QUI uno spot sulla notizia!

Qui l'annuncio ufficuale

Un video su Dolphin il nuovo "konqueror"

I plasmoidi vari

Direi FIQO  a dir poco.

La final release (4.0) E' prevista come regalo di natale.

----------

## darkmanPPT

 *koma wrote:*   

> La prima release candidate è stata rilasciata!
> 
> QUI uno spot sulla notizia!
> 
> Qui l'annuncio ufficuale
> ...

 

eggià... l'avevo già letta sta notizia... e avevo già scaricato la suselive con kde4.

niente male.. anche se il menù, ancora, non mi piace molto.

 :Rolling Eyes: 

io aspetto solo che esca (anche in beta) per gentoo senza ebuild monolitici (quelli ci sono già).

aspetto con ansia!  :Wink: 

----------

## Kind_of_blue

Peccato che non abbiano incluso nella RC1 alcuni miglioramenti fatti sull'SVN

----------

## Scen

 *darkmanPPT wrote:*   

> io aspetto solo che esca (anche in beta) per gentoo senza ebuild monolitici (quelli ci sono già).

 

Se rimarranno fedeli a quanto scritto in http://www.gentoo.org/doc/it/kde-split-ebuilds.xml, ovvero

 *Quote:*   

> 
> 
> Gli ebuild monolitici di KDE sono ancora disponibili per la versione 3.5 di KDE e possono interagire in maniera trasparente con quelli suddivisi. Tuttavia quest'ultimi sono il nuovo standard e a partire da KDE 4.0 quelli monolitici non saranno più disponibili.
> 
> 

 

rimarrai deluso  :Razz: 

Anche nell'overlay "kde" ci sono solamente le versioni split per la RC1. Per cui... o split or die  :Twisted Evil: 

----------

## randomaze

 *Scen wrote:*   

>  *Quote:*   
> 
> ... e a partire da KDE 4.0 quelli monolitici non saranno più disponibili.
> 
>  
> ...

 

Sai che stai annunciando una pioggia di post nel forum di persone che lamenteranno il non riuscire ad aggiornare a kde4?    :Evil or Very Mad: 

----------

## darkmanPPT

 *Scen wrote:*   

>  *darkmanPPT wrote:*   io aspetto solo che esca (anche in beta) per gentoo senza ebuild monolitici (quelli ci sono già). 
> 
> Se rimarranno fedeli a quanto scritto in http://www.gentoo.org/doc/it/kde-split-ebuilds.xml, ovvero
> 
>  *Quote:*   
> ...

 

aspè.. qualcosa non mi torna nel tuo intervento.

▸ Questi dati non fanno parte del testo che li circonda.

PR #7111, opened 2026-08-13
fix(authenticator): handle SIGN_OUT while resolving the current user

### LINKED ISSUE #7110: Bug: SIGN_OUT is silently dropped while the Authenticator machine is in `idle`, and can leave the machine `authenticated` after a successful sign out

- [x] I have searched for duplicate or closed issues and discussions.
- [x] I have read the guide for submitting bug reports.

React

_The root cause is in `@aws-amplify/ui`, so this applies to every framework that uses the authenticator machine._

### Which UI component?

Authenticator

### How is your app built?

Vite

Chrome

### Please describe your bug.

The machine's `idle` state invokes `handleGetCurrentUser` and declares no event handlers, and `SIGN_OUT` is not handled at the machine root:

https://github.com/aws-amplify/amplify-ui/blob/main/packages/ui/src/machines/authenticator/index.ts#L107-L114

`defaultAuthHubHandler` forwards both the `signedOut` and `tokenRefresh_failure` Hub events to the machine as `SIGN_OUT`. If either arrives while the machine is still in `idle`, xstate silently discards it. Two consequences:

1. **The machine can end up `authenticated` after a successful sign out.** Sequence: a signed in user loads a page that calls `signOut()` on mount (a `/logout` route, session cleanup, etc.). `idle` has already invoked `handleGetCurrentUser`. `signOut()` clears tokens and dispatches `signedOut`, the forwarded `SIGN_OUT` is dropped, and if the in-flight `getCurrentUser` resolves with the cached user (async token storage widens this window, e.g. React Native AsyncStorage or custom storage adapters), the machine runs `setUser` -> `setup` -> `getConfig`, the `hasUser` guard passes, and the machine settles in `authenticated`. `route` reports `authenticated` with a stale `user` while the session is gone. In React, `authStatus` flips to `unauthenticated` through the provider's own Hub listener, so `route` and `authStatus` now contradict each other.

2. **`useAuthenticator().signOut()` is a silent no-op during `idle`.** The facade's `signOut` is `sendToMachine('SIGN_OUT')`, so calling it before the machine leaves `idle` does nothing and gives the caller no feedback. Observed directly while building the repro for #6967: with the machine at `route === 'idle'`, clicking a button wired to `signOut()` produced no transition.

The same gap exists in the `getCurrentUser` state, which also only handles the invoke result.

`SIGN_OUT` is honored in every state where a sign out is meaningful. Signing out during startup should land the machine in `setup`/`signIn`, never `authenticated`.

Deterministic at the machine level, no backend needed. Drop this into `packages/ui/src/machines/authenticator/__tests__/` and run it, the final state is `{ authenticated: 'idle' }` with the stale user in context:

```ts
import { interpret } from 'xstate';
import { setImmediate } from 'timers';

import { createAuthenticatorMachine } from '..';

jest.mock('aws-amplify');
const flushPromises = () => new Promise(setImmediate);

it('SIGN_OUT during idle is dropped and the machine ends authenticated', async () => {
  let resolveUser: (u: unknown) => void;
  const services = {
    getCurrentUser: () =>
      new Promise((resolve) => {
        resolveUser = resolve;
      }),
    getAmplifyConfig: () => Promise.resolve({} as any),
  };

  const service = interpret(
    createAuthenticatorMachine().withContext({ config: {}, services })
  ).start();

  expect(service.getSnapshot().value).toStrictEqual('idle');

  // user signs out now, the Hub forwards it as SIGN_OUT
  service.send({ type: 'SIGN_OUT' });
  await flushPromises();
  expect(service.getSnapshot().value).toStrictEqual('idle'); // dropped

  // the in-flight getCurrentUser resolves with the cached user
  resolveUser!({ username: 'stale-user' });
  await flushPromises();
  service.send({ type: 'INIT', data: { services } });
  await flushPromises();

  // machine is authenticated even though the user signed out
  expect(service.getSnapshot().value).toStrictEqual({
    authenticated: 'idle',
  });
  expect(service.getSnapshot().context.user).toStrictEqual({
    username: 'stale-user',
  });
  service.stop();
});
```

Browser demonstration of the no-op: render `Authenticator.Provider`, read `route` from `useAuthenticator`, and call `signOut()` while `route === 'idle'`. Nothing happens. This is why the repro page in #6967 had to gate its `signOut()` call on `route === 'setup'`.

Found while working on #6967 / #7083.

Suggested fix: handle `SIGN_OUT` on `idle` (and `getCurrentUser`) targeting `#authenticator.signOut`. Exiting the state cancels the in-flight invoke, so the stale `getCurrentUser` result can no longer be applied. After the sign out actor completes the machine goes to `setup.getConfig`, and since #7083 a late `INIT` still applies the UI's `config` and `services`, so the early transition is safe for a UI rendered afterwards.

Fix incoming.

vishwakt:
The `idle` and `getCurrentUser` states only declare handlers for their invoke result, and `SIGN_OUT` is not handled at the machine root, so a sign out occurring while `handleGetCurrentUser` is in flight is silently dropped. If the in-flight call then resolves with the cached user, the machine settles in `authenticated` with a stale user after a successful sign out. `useAuthenticator().signOut()` is also a no-op until the machine leaves `idle`.

Handle `SIGN_OUT` in both states by transitioning to `signOut`. Exiting the state cancels the in-flight invoke, so the stale result can no longer be applied.

Fixes #7110

#### Checklist

- [ ] PR description included


bobbor (approved):
the changes look good 

thanks @vishwakt

soberm (approved):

anche io dicevo che non aspetto altro che i pacchetti splittati.

perchè dovrei rimanere deluso? non è forse una conferma delle mie aspettative?  :Confused: 

boh... mi sarò espresso male.

----------

## bandreabis

Era chiaro darkmanPPT, Scen ha solo letto male.  :Razz: 

----------

## Scen

 *randomaze wrote:*   

> Sai che stai annunciando una pioggia di post nel forum di persone che lamenteranno il non riuscire ad aggiornare a kde4?   

 

D'oh!  :Razz: 

Speriamo che i KDE herds facciano un bel documento kde4-upgrade.xml in cui viene spiegato per filo e per segno cosa fare, così poi lo stickate in bella vista nel forum  :Cool: 

----------

## Kind_of_blue

"stickate"?? ma come parli! Le parole sono importanti!! (cit.)

----------

## Scen

 *darkmanPPT wrote:*   

> aspè.. qualcosa non mi torna nel tuo intervento.
> 
> anche io dicevo che non aspetto altro che i pacchetti splittati.
> 
> perchè dovrei rimanere deluso? non è forse una conferma delle mie aspettative? 
> ...

 

No, confermo di aver letto male, chiedo venia  :Embarassed: 

/me andrà a farsi un giro dall'oculista  :Razz: 

----------

## Kernel78

 *Scen wrote:*   

> Speriamo che i KDE herds facciano un bel documento kde4-upgrade.xml in cui viene spiegato per filo e per segno cosa fare, così poi lo stickate in bella vista nel forum 

 

Scusa ma già esiste un documento per la migrazione da monolitico a split, al massimo linkiamo quella, non penso ci siano altre modifiche ...

----------

## MeMyselfAndI

Non credo che un post sticky risolvera' il problema delle migliaia di domande tutte uguali sull;'aggiornatmento di kde4 .... (expat o chi per esso insegna...)

----------

## Scen

 *Kernel78 wrote:*   

> Scusa ma già esiste un documento per la migrazione da monolitico a split, al massimo linkiamo quella, non penso ci siano altre modifiche ...

 

Purtroppo no, da quanto ho visto: sto provando gli ebuild dell'overlay "kde", e di cose nuove in KDE4 ce ne sono... pacchetti che non esistono più, pacchetti nuovi, ecc...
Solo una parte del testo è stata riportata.